Give back the line where "Add references to" appears and all the lines after it until the listing ends, unchanged and with nothing else.

**Source data**
====
PR #1465, opened 2017-09-18
Add references to existing snippets from spannerconnection members.  …

benwulfe:
…This ensures most of the non-ADO.NET methods have snippets.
====
**Exercise result**
Add references to existing snippets from spannerconnection members.  …

benwulfe:
…This ensures most of the non-ADO.NET methods have snippets.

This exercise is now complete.